According to two people with direct knowledge of the matter:

  • Domestic lenders, led by UCO Bank, Axis Bank Ltd. and State Bank of India, have the largest exposure of around Rs 23,000 crore to the two companies.

  • In addition, non-convertible debentures worth Rs 4,000 crore are outstanding. This includes Rs 1,500 crore in debentures sold to retail investors.

  • Dues to foreign lenders and multilateral agencies stand at another Rs 2,500-3,000 crore.

A DHFL Redux?

The Srei Group firms are only the second to be referred for insolvency resolution under a special window of the Insolvency And Bankruptcy Code. The first was Dewan Housing Finance Corp., where resolution finally closed on Sept. 29 after a 19-month long process.

Lenders recovered about 46% of their claims in the case of DHFL.

Could a similar experience repeat in the case of Srei Group NBFCs? Bankers aren't certain.

DHFL's Rs 90,000-crore loan book comprised a large retail portion. Relatively speaking, retail loans are safer and have a higher repayment ratio than wholesale loans, a banker involved in the Srei resolution process said on the condition of anonymity.

In comparison, Srei Group's Rs 30,000-crore loan book is almost entirely toward businesses in the infrastructure sector. This includes construction and development companies as well as smaller construction equipment owners.

According to Kanoria, the split between infrastructure loans and equipment financing is roughly 50:50.

The infrastructure lending business tends to attract considerable discounts, as any buyer coming through the bankruptcy process will face prolonged recoveries, the banker cited earlier said.

A second person, closely involved with the Srei Group resolution process since October last year, said that the administrator and the committee of creditors will need to first address the restructuring of the two loan books. This may include implementing specific restructuring plans to address borrower needs, depending on complexity of their operations and size, this person said.

Additionally, the creditors and administrator at Srei Group would need to initiate recovery proceedings against the larger defaulting borrowers. According to the second person cited earlier, buyers may not want to buy the NBFCs and then spend further time and resources trying to recover bad loans. As such, this process may need to begin upfront.

Retail Investors In The Lurch

Meanwhile, retail investors will see their payments delayed even further until resolution closes.

When Srei Group went to the National Company Law Tribunal last year, the repayments to all creditors, including retail bond holders, were blocked. These investors haven't received their dues since October last year.

The inability to repay retail bondholders in time has been the "saddest moment" of his life, said Kanoria.
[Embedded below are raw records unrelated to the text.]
PR #1245, opened 2020-10-14
[tests-only] Bump core commit id for API tests

phil-davis:
This gets various refactored sharing tests running, that expect shares to be received in a folder called `Shares` and for auto-accept shares to be off - the core test scenarios have steps for the share receiver to accept the share. This means that the scenarios should be expected to pass when the various sharing features are working correctly.

The test infrastructure allows more control of how "skeleton" files are simulated. The env var `OCIS_SKELETON_STRATEGY` is set to `copy` for the local API tests on OCIS storage - the test infrastructure correctly knows how to copy skeleton files into place in that case.

The list of expected-failures is adjusted. Mostly there are test suite name and line number changes of the scenarios due to the refactoring of scenarios in core.

Some local API test scenarios are adjusted to not use skeleton files - that saves a bit of time and means that they do not rely on the skeleton "simulation" test code.


phil-davis:
@labkode @ishank011 this is ready for review.

It is a couple of weeks since I did this updating of the test infrastructure - I should do it more often!

ishank011 (approved):

PR #1246, opened 2020-10-14
Add test user to all sites

Daniel-WWU-IT:
For health monitoring of all mesh sites, we need a special user account that is present on every site. This PR adds such a user to each `users-*.json` file so that every site will have the same test user credentials (which are, of course, **test/testpass**).

This omnipresent test user allows us to perform remote checks that require authentication using the same credentials for every site, making automated check configuration much easier.

_Note that this is just a temporary solution, but for this initial phase, this is the easiest solution._


labkode (dismissed):

labkode:
@Daniel-WWU-IT please rebase

Daniel-WWU-IT:
@labcode Should be mergeable now.

Daniel-WWU-IT:
I'll close this PR and create a new one... for some reason, there was a huge mess when trying to rebase

PR #1249, opened 2020-10-16
[Tests-Only] Adjust local api tests to match owncloud ocis

phil-davis:
[WIP] put various tests back the way they are in `owncloud/ocis` and check how they pass or fail.


phil-davis:
This is out-of-date. I will do a more up-to-date PR!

According to the Srei Group promoter, there are about Rs 400-crore worth of funds lying in the current accounts as on Sept. 30, which could have been used to repay bondholders. He has requested banks and the RBI-appointed administrator to repay retail bondholders at the earliest, he said.

Alongside delays, retail investors may face the prospect of a haircut.
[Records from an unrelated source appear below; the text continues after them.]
Issue #1765, opened 2021-06-04
Docker binaries are not statically linked, so using 'scratch' in the Docker files results in error


ylebre:
The docker images built using Dockerfile.reva and Dockerfile.revad end in an error:
```
standard_init_linux.go:211: exec user process caused "no such file or directory"
```
The cause seems to the compiled reva and revad binaries are not statically linked.

Adding env CGO_ENABLED lets the compiler generate a statically linked binary.
After this change, running the docker image results in
```
nothing to do, no grpc/http enabled_services declared in config
```
which makes sense because the passed configuration file is empty.

PR #1766, opened 2021-06-04
Build static binaries for Docker, so that we can use 'scratch' image

ylebre:
This should fix issue #1765

### DIFF
--- a/Makefile
+++ b/Makefile
@@ -98,9 +98,9 @@ ci: build-ci test  lint-ci
 
 # to be run in Docker build
 build-revad-docker: off
-	go build -ldflags ${BUILD_FLAGS} -o ./cmd/revad/revad ./cmd/revad
+	env CGO_ENABLED=0 go build -ldflags ${BUILD_FLAGS} -o ./cmd/revad/revad ./cmd/revad
 build-reva-docker: off
-	go build -ldflags ${BUILD_FLAGS} -o ./cmd/reva/reva ./cmd/reva
+	env CGO_ENABLED=0 go build -ldflags ${BUILD_FLAGS} -o ./cmd/reva/reva ./cmd/reva
 clean:
 	rm -rf dist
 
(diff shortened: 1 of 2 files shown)


IljaN:
There is probably more: https://github.com/owncloud/ocis/issues/375

ishank011:
@SamuAlfageme can you take a look?

michielbdejong:
I'm trying this out in https://github.com/cs3org/ocm-test-suite/pull/27.
So far it works, but I must say the new very slim image is hard to debug, for instance:
```sh
docker run -it --entrypoint /bin/sh revad
```
fails because there is no `/bin/sh`.

SamuAlfageme:
@ylebre great catch, I did forget to set the `CGO_ENABLED` variable on the `ENV`s  builder step from the Dockerfile(s). 

@IljaN I'll also review what cgo dependencies are we still using and how can we avoid them if that is the case.

SamuAlfageme:
@michielbdejong I totally empathize. Using the binary `FROM scratch` is great to reduce the attack surface and size of the image, but can make debugging inside the container **very** cumbersome. 

I have used this [scratch-debugger](https://github.com/kubernetes-retired/contrib/tree/master/scratch-debugger) script in the past. But if you're developing locally, I'll recommend you create an image with your OS of choice as base and then copying the revad binary `--from` the `cs3org/revad` image.  

In the future, things like ephemeral containers in k8s https://github.com/kubernetes/enhancements/issues/277 will make that task easier.

We can also reconsider using busybox or alpine if this becomes too annoying in the future

SamuAlfageme (approved):

SamuAlfageme:
@ylebre could you add a changelog entry for your fix?

ylebre:
@SamuAlfageme sure thing, added to the PR now.

SamuAlfageme (approved):

SamuAlfageme:
@ylebre thx a bunch!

In the DHFL case, fixed depositors received only 23% of their claims. Retail NCD holders with dues up to Rs 2 lakh received their full principal, but those with larger investments had to take haircuts.

According to Babu Sivaprakasam, partner, Economic Laws Practice, historically resolution of financial entities such as DHFL and Yes Bank have proceeded on the consideration that medium and larger retail bondholders are neither given any differential treatment nor special protection qua smaller retail bondholders who usually get paid out fully.

"The courts are very unlikely to interfere with the commercial wisdom of the committee of creditors as long as the resolution plan takes into account the balancing of interest of all the stakeholders," Sivaprakasam said. "One may have to see what the eventual resolution plan holds for these investors as the plan is dependent on various factors like sustainable debt portion, liquidation , etc."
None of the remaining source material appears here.